Issue with Non-Ascii Characters

roskakori / cutplace

validate data stored in CSV, PRN, ODS or Excel files

http://cutplace.readthedocs.org/

GNU Lesser General Public License v3.0

18 stars 20 forks source link

Issue with Non-Ascii Characters #52

Closed reggiegentle closed 9 years ago

reggiegentle commented 11 years ago

cutplace seems to bomb out when non-ascii characters are involved in a source file. IE, if you have an e with a tilda over it, cutplace just bombs out. Is this as designed or could it be addressed or is there a potential work-around?

roskakori commented 10 years ago

In what context are you using a non ASCII character?

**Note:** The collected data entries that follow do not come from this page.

Issue #1215, opened 2023-06-27
Widgets can show up multiple times if you switch to the page quickly and repeatedly


krschau:
### Dev Home version

0.2

### Steps to reproduce the bug

Add a widget. Click back and forth between Dashboard and another page repeatedly. The widget (and loading ring) will show up more than once.

https://github.com/microsoft/devhome/pull/1198#discussion_r1242937123

### Expected result

Widget should only show up once.

### Actual result

The widget (and loading ring) will show up more than once.

PR #3587, opened 2024-08-12
Cancel Dashboard loading when navigating away

### LINKED ISSUE #3558: Crash when leaving Dashboard page
### Dev Home version

0.1601.561.0

### Windows build number

10.0.19045.4717

### Other software

OS Build Version: 10.0.19045.4717.amd64fre.vb_release.191206-1406
.NET Version: .NET 8.0.6

- Navigate to Dashbaord page
- While the widgets are loading, quickly navigate to another page

### Expected result

Navigate to the requested page

### Actual result

DevHome crashes

```
[2024/08/07 14:41:14.279 INF] (DashboardView) Insert widget in pinned widgets, id = 96c50a96-5659-4498-bd11-396421872798, index = 1
[2024/08/07 14:41:14.387 INF] (DashboardView) Insert widget in pinned widgets, id = 31d54a71-8515-4718-a65d-df0dc0871e1a, index = 2
[2024/08/07 14:41:14.421 INF] (DashboardView) Insert widget in pinned widgets, id = dd863d64-cf17-4941-be1d-ad3e678a6150, index = 3
[2024/08/07 14:41:14.465 INF] (DashboardView) Insert widget in pinned widgets, id = ced30290-2d83-41c8-8f56-8a23b926bf41, index = 4
[2024/08/07 14:41:14.982 INF] (DashboardView) Insert widget in pinned widgets, id = c277f5fc-c80a-4649-a977-1944f5da5783, index = 5
[2024/08/07 14:41:15.183 INF] (DashboardView) Insert widget in pinned widgets, id = 4f3b4ee4-0c2a-48f3-b6c6-5b6dbd95514e, index = 6
[2024/08/07 14:41:15.541 INF] (DevHome.Services.WindowsPackageManager.Services.WinGetDeployment) Attempting to create a dummy out-of-proc PackageManager COM object to test if the COM server is available
[2024/08/07 14:41:15.546 INF] (DevHome.Services.WindowsPackageManager.Services.WinGetDeployment) WinGet COM Server is available
[2024/08/07 14:41:15.588 INF] (DashboardView) UnsubscribeFromWidgetCatalogEvents
[2024/08/07 14:41:15.613 FTL] (DevHome) Unhandled exception: Collection was modified; enumeration operation may not execute.
System.InvalidOperationException: Collection was modified; enumeration operation may not execute.
   at System.Collections.Generic.List`1.Enumerator.MoveNextRare()
   at DevHome.Dashboard.Views.DashboardView.RestorePinnedWidgetsAsync(ComSafeWidget[] hostWidgets)
   at DevHome.Dashboard.Views.DashboardView.InitializePinnedWidgetListAsync(Boolean isFirstDashboardRun)
   at DevHome.Dashboard.Views.DashboardView.InitializeDashboard()
   at DevHome.Dashboard.Views.DashboardView.OnLoadedAsync()
   at CommunityToolkit.Mvvm.Input.AsyncRelayCommand.AwaitAndThrowIfFailed(Task executionTask)
   at System.Threading.Tasks.Task.<>c.<ThrowAsync>b__128_0(Object state)
   at Microsoft.UI.Dispatching.DispatcherQueueSynchronizationContext.<>c__DisplayClass2_0.<Post>b__0()
```

CPU: Intel(R) Core(TM) i5-4670K CPU @ 3.40GHz
Physical Memory: 15.94GB (8.44GB free)
Processor Architecture: x64

Extensions: 
Microsoft.Windows.DevHome_0.1601.561.0_x64__8wekyb3d8bbwe (Core Widget Extension)
Microsoft.Windows.DevHome_0.1601.561.0_x64__8wekyb3d8bbwe (Hyper-V Extension)
Microsoft.Windows.DevHome_0.1601.561.0_x64__8wekyb3d8bbwe (Windows Subsystem for Linux Extension)
Microsoft.Windows.DevHomeGitHubExtension_0.1600.561.0_x64__8wekyb3d8bbwe (Dev Home GitHub Extension (Preview))

Widget Service: 
MicrosoftWindows.Client.WebExperience_1.0.1.0_x64__cw5n1h2txyewy
Microsoft.WidgetsPlatformRuntime_1.4.0.0_x64__8wekyb3d8bbwe

krschau:
Navigating away from the Dashboard will clear out PinnedWidgets. However, if the widgets were still being loaded, clearing PinnedWidgets while iterating through it will cause a crash. When we navigate away, we should cancel the loading so we don't hit this scenario.

We do still have work item #1215 to further support concurrency, but this will fix the issue in #3558, which is more likely to be hit than other concurrency scenarios.

## PR checklist
- [ ] Closes #3558
- [ ] Tests added/passed
- [ ] Documentation updated

### DIFF
--- a/tools/Dashboard/DevHome.Dashboard/Views/DashboardView.xaml.cs
+++ b/tools/Dashboard/DevHome.Dashboard/Views/DashboardView.xaml.cs
@@ -153,16 +153,17 @@ public partial class DashboardView : ToolPage, IDisposable
 
         _log.Debug($"Leaving Dashboard, deactivating widgets.");
 
+        await _pinnedWidgetsLock.WaitAsync();
         try
         {
             await Task.Run(() => UnsubscribeFromWidgets());
         }
-        catch (Exception ex)
+        finally
         {
-            _log.Error(ex, "Exception in UnsubscribeFromWidgets:");
+            ViewModel.PinnedWidgets.Clear();
+            _pinnedWidgetsLock.Release();
         }
 
-        ViewModel.PinnedWidgets.Clear();
         await UnsubscribeFromWidgetCatalogEventsAsync();
     }
 
@@ -210,7 +211,8 @@ public partial class DashboardView : ToolPage, IDisposable
                 }
                 catch (OperationCanceledException ex)
                 {
-                   _log.Information(ex, "InitializePinnedWidgetListAsync operation was cancelled.");
+                    _log.Information(ex, "InitializePinnedWidgetListAsync operation was cancelled.");
+                    return;
                 }
             }
             else
@@ -248,11 +250,40 @@ public partial class DashboardView : ToolPage, IDisposable
             // If it's the first time the Dashboard has been displayed and we have no other widgets pinned to a
             // different version of Dev Home, pin some default widgets.
             _log.Information($"Pin default widgets");
-            await PinDefaultWidgetsAsync(cancellationToken);
+            await _pinnedWidgetsLock.WaitAsync(CancellationToken.None);
+            try
+            {
+                await PinDefaultWidgetsAsync(cancellationToken);
+            }
+            catch (OperationCanceledException ex)
+            {
+                // If the operation is cancelled, delete any default widgets that were already pinned and reset the IsNotFirstDashboardRun setting.
+                // Next time the user opens the Dashboard, treat it as the first run again.
+                _log.Information(ex, "PinDefaultWidgetsAsync operation was cancelled, delete any widgets already pinned");
+                foreach (var widget in ViewModel.PinnedWidgets)
+                {
+                    await widget.Widget.DeleteAsync();
+                }
+
+                await _localSettingsService.SaveSettingAsync(WellKnownSettingsKeys.IsNotFirstDashboardRun, false);
+            }
+            finally
+            {
+                _pinnedWidgetsLock.Release();
+            }
         }
         else
         {
-            await RestorePinnedWidgetsAsync(hostWidgets, cancellationToken);
+            await _pinnedWidgetsLock.WaitAsync(CancellationToken.None);
+            try
+            {
+                await RestorePinnedWidgetsAsync(hostWidgets, cancellationToken);
+            }
+            finally
+            {
+                // No cleanup to do if the operation is cancelled.
+                _pinnedWidgetsLock.Release();
+            }
         }
     }
 
@@ -300,11 +331,7 @@ public partial class DashboardView : ToolPage, IDisposable
         // append it at the end. If a position is missing, just show the next widget in order.
         foreach (var widget in hostWidgets)
         {
-            if (cancellationToken.IsCancellationRequested)
-            {
-                _log.Debug($"CancellationRequested during RestorePinnedWidgetsAsync going through hostWidgets");
-                return;
-            }
+            cancellationToken.ThrowIfCancellationRequested();
 
             try
             {
@@ -398,11 +425,7 @@ public partial class DashboardView : ToolPage, IDisposable
         {
             var comSafeWidget = orderedWidget.Value;
             var size = await comSafeWidget.GetSizeAsync();
-            if (cancellationToken.IsCancellationRequested)
-            {
-                _log.Debug($"CancellationRequested during RestorePinnedWidgetsAsync inserting into PinnedWidgets");
-                return;
-            }
+            cancellationToken.ThrowIfCancellationRequested();
 
             await InsertWidgetInPinnedWidgetsAsync(comSafeWidget, size, finalPlace++, cancellationToken);
         }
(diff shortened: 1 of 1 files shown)


tools/Dashboard/DevHome.Dashboard/Views/DashboardView.xaml.cs
```diff
@@ -52,6 +52,7 @@ public partial class DashboardView : ToolPage, IDisposable
     private static DispatcherQueue _dispatcherQueue;
     private readonly ILocalSettingsService _localSettingsService;
     private readonly IWidgetExtensionService _widgetExtensionService;
+    private CancellationTokenSource _initWidgetsCancellationTokenSource;
```
AmelBawa-msft, line 55: I like this idea in general. Having a token for unload/navigating away from a page is useful in dashboard and other pages too which require some compute heavy processing to fully populate.

tools/Dashboard/DevHome.Dashboard/Views/DashboardView.xaml.cs
```diff
@@ -289,6 +300,12 @@ private async Task RestorePinnedWidgetsAsync(ComSafeWidget[] hostWidgets)
         // append it at the end. If a position is missing, just show the next widget in order.
         foreach (var widget in hostWidgets)
         {
+            if (cancellationToken.IsCancellationRequested)
```
AmelBawa-msft, line 303: Curious what's the crash about? Assuming some resources are disposed? Nonetheless, this likely greatly reduces the crash but may not fully eliminate it depending on the concurrency execution, for example if `IsCancellationRequested` was set right after the `if` statement. I see that you've linked some related tasks to further strengthen this 👍

AmelBawa-msft (approved):

tools/Dashboard/DevHome.Dashboard/Views/DashboardView.xaml.cs
krschau: It's `System.InvalidOperationException: Collection was modified; enumeration operation may not execute.` Specifically, in OnUnloaded we do PinnedWidgets.Clear() and it was modifying PinnedWidgets. So if OnLoaded was still running, the iterators over PinnedWidgets inside RestorePinnedWidgetsAsync() were now invalid and throwing.
It's specifically the case where we leave Dashboard while it's still loading.

tools/Dashboard/DevHome.Dashboard/Views/DashboardView.xaml.cs
```diff
@@ -410,21 +439,27 @@ private async Task DeleteAbandonedWidgetAsync(ComSafeWidget widget)
         _log.Information($"After delete, {length} widgets for this host");
     }
 
-    private async Task PinDefaultWidgetsAsync()
+    private async Task PinDefaultWidgetsAsync(CancellationToken cancellationToken)
     {
         var comSafeWidgetDefinitions = await ComSafeHelpers.GetAllOrderedComSafeWidgetDefinitions(ViewModel.WidgetHostingService);
         foreach (var comSafeWidgetDefinition in comSafeWidgetDefinitions)
         {
+            if (cancellationToken.IsCancellationRequested)
```
dkbennett, line 447: I would strongly recommend changing the cancellation token usage pattern to assume it throws and to throw when cancellation is requested. Many methods that support cancellation will use CancellationToken.ThrowIfCancellationRequested(), and if this cancellation token is eventually passed to a method outside Dev Home that doesn't quietly return as this code does and instead throws, we'll have a potential unhandled exception. So I would recommend changing this pattern to use ThrowIfCancellationRequested() and assume OperationCanceledException should be caught for this scenario. We should be then free to pass the cancellation token to any APIs that use one, even outside Dev Home and can handle any throw and cleanup as appropriate with other exception handling.

dkbennett (changes requested):
Recommend using Throw and assuming Cancellation will be a thrown exception.

tools/Dashboard/DevHome.Dashboard/Views/DashboardView.xaml.cs
AmelBawa-msft: Good catch, forgot that it can throw as well 😬

tools/Dashboard/DevHome.Dashboard/Views/DashboardView.xaml.cs
krschau: Yeah, I considered just locking but I'd really prefer to bail early if possible since it's really a lot of work that gets us nothing. I looked into locking as well, but since it should go everywhere I think that deserves its own PR (for the issue linked)

dhoehna (approved):

dkbennett (approved):

DefaultRyan:
I've started hitting NullReferenceException crashes on `_initWidgetsCancellationTokenSource`. Perhaps this token should simply be constructed in the ctor so it's guaranteed to exist?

If the character is part of the input file, you have to specify the encoding in the ICD as described in http://roskakori.github.io/cutplace/writing-an-icd.html#data-formats

If the character is part of the ICD (e.g. a comment in the ICD) there are no special steps required unless you use plain CSV as format for the ICD itself. In this case, specify the encoding of the ICD using --icd-encoding as described in http://roskakori.github.io/cutplace/command-line-usage.html#icds-containing-non-ascii-characters.

In my experience the most common encodings for western languages are cp1252, iso-8859-15 and utf-8.

roskakori commented 9 years ago

The code base for 0.8.0 should be a lot more solid concerning UnicodeError, but there still is a need to consistently test this. The goal is that under Python 3 all UnicodeErrors result in an at least somewhat helpful DataError that points to the cell (for Excel and ODS) or line (for delimited and fixed) that caused the error. With Python 2 this goal might be more troublesome to reach, so maybe a few cases still remain a major PITA - which is just another reason to upgrade to Python 3.

We should consider exhaustive testing for one of the next sprints.

roskakori commented 9 years ago

With the test improvements of the past weeks, all readers in rowio and validio seem to be able to process unicode, so I consider this solved. If still something slipped through the cracks, we'll address this when it shows up.